■ Required action:
Once the line containing "- added a small test for read_json_block" is found, copy it and each subsequent line exactly. Stop at the end of the records below.

——

PR #212, opened 2024-09-16
[ZAP] AjaxSpider and activeScan accept any params

cedricbu:
Added ability to apply any parameters to AjaxSpider and ActiveScan jobs. This could eventually be extended to all jobs.

To achieve that:
- added a configModel function to get a subtree from the config. Just in case: this subtree also applies all the `_from_var` entries
- used that in activeScan and ajaxSpider to get all parameters

Regarding the tests:
- activeScan & ajaxSpider remains compatible with previous test, so minor change were applied
- test for configModel.subtree_to_dict has been added

### DIFF
--- a/configmodel/__init__.py
+++ b/configmodel/__init__.py
@@ -176,8 +176,50 @@ class RapidastConfigModel:
 
         deep_dict_merge(sub_conf, merge, preserve)
 
+    def subtree_to_dict(self, path):
+        """Given a path, returns its subtree as a dictionary.
+        This includes applying all the `*_from_var` transformation.
+        e.g.:
+        "{'a_from_var': 'A_VAR'}" would return "{'a': '<value of $A_VAR>'}"
+
+        Cases:
+        1- path does not exist: return None
+        2- path does not point to a dictionary: throw a KeyError instance
+        3- path exist and is a dictionary: copy it, walk the copy apply all _from_var, return the copy
+        """
+
+        # recursively descend the tree, and apply all the _from_var
+        def descend(tree):
+            new = {}
+            for key in tree.keys():
+                if key.endswith("_from_var"):
+                    val = os.environ[tree[key]]
+                    if not val:
+                        logging.warning(
+                            f"configuration {key} points to environment variable {val}, which is empty"
+                        )
+                    new[key.removesuffix("_from_var")] = val
+                elif isinstance(tree[key], dict):
+                    new[key] = descend(tree[key])
+                else:
+                    new[key] = tree[key]
+            return new
+
+        try:
+            subtree = self._get_from_conf(path_to_list(path))
+        except KeyError:
+            logging.debug(f"subtree_to_dict(): path '{path}' does not exist")
+            return None
+
+        if not isinstance(subtree, dict):
+            raise KeyError(
+                f"subtree_to_dict(): '{path}' does not point to a dictionary in the config"
+            )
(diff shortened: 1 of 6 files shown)


cedricbu:
I verified that the automation takes the parameters into account. 
e.g.:
```
Job spiderAjax set maxCrawlDepth = 10                                                                      
Job spiderAjax set maxCrawlStates = 10 
```

scanners/zap/zap.py
```diff
@@ -476,30 +476,33 @@ def _setup_spider(self):
...
+        if params is None:
             return
 
-        af_spider_ajax = {
+        job = {
             "name": "spiderAjax",
             "type": "spiderAjax",
-            "parameters": {
-                "user": Zap.USER if self.authenticated else "",
-                "maxDuration": self.my_conf("spiderAjax.maxDuration", default=0),
```
ccronca, line 487: With this change, the default values for `maxDuration` and `url` are not defined if these parameters are not set, unlike other settings in this block, such as `user` or `browserId`. Is this because they already have default values when not specified in the configuration ?

cedricbu: Yes, maxDuration is optional in ZAP. In absent, ZAP makes it 0 (unlimited), so it does not change.
As for the `url`, it defaults to the first context's URL, which RapiDAST assigns the `application.url` value, and is mandatory in rapidast.

configmodel/__init__.py
```diff
@@ -176,8 +176,50 @@ def merge(self, merge, preserve=False, root=None):
...
+                    val = os.environ[tree[key]]
+                    if not val:
+                        logging.warning(
+                            f"configuration {key} points to environment variable {val}, which is empty"
+                        )
+                    new[key.removesuffix("_from_var")] = val
+                elif isinstance(tree[key], dict):
+                    new[key] = descend(tree[key])
+                else:
+                    new[key] = tree[key]
```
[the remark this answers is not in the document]
ccronca: If the item is a list, you can just create a new list and recursively copy the element. Something like this:
```python
elif isinstance(tree[key], list):
  new[key] = [descend(item) for item in tree[key]]
```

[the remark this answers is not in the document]
cedricbu: yes, updated.

scanners/zap/zap.py
```diff
@@ -567,22 +570,28 @@ def _setup_passive_wait(self):
...
-                "user": Zap.USER if self.authenticated else "",
-                "policy": self.my_conf("activeScan.policy", default="API-scan-minimal"),
-            },
+            "parameters": params,
         }
 
-        self.automation_config["jobs"].append(active)
+        # Enforce some parameters
+        job["parameters"]["user"] = Zap.USER if self.authenticated else ""
+        job["parameters"]["context"] = Zap.DEFAULT_CONTEXT
```
jeremychoi, line 587: Can we create a new function to centralize this block of L579 (`job = {`) to L587 (adding 'user' and 'context' parameters)? Because this block seems to have a chance to become redundant for most setup_*().

cedricbu: updated: created a `self._enforce_job_parameters` function that does that. 
"spider" job also accepts both context/user parameters, so I converted `_setup_spider` to this new method.

now `spider`, `ajaxSpider`, and `openapi` all 3 uses `self._enforce_job_parameters`

PR #213, opened 2024-09-25
convert_trivy_k8s_to_sarif takes data from STDIN

cedricbu:
Modify convert_trivy_k8s_to_sarif.py such that it can take data from STDIN if the `-f` argument is either missing or `-`.

Also:
- added a small test for read_json_block
- allow convert_trivy_k8s_to_sarif.py to be run directly: - chmod +x convert_trivy_k8s_to_sarif.py - in container image: copy it in the PATH
- modified the config-template-trivy-k8s-scan.yaml template accordingly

——

■ Result for this task:
- added a small test for read_json_block
- allow convert_trivy_k8s_to_sarif.py to be run directly: - chmod +x convert_trivy_k8s_to_sarif.py - in container image: copy it in the PATH
- modified the config-template-trivy-k8s-scan.yaml template accordingly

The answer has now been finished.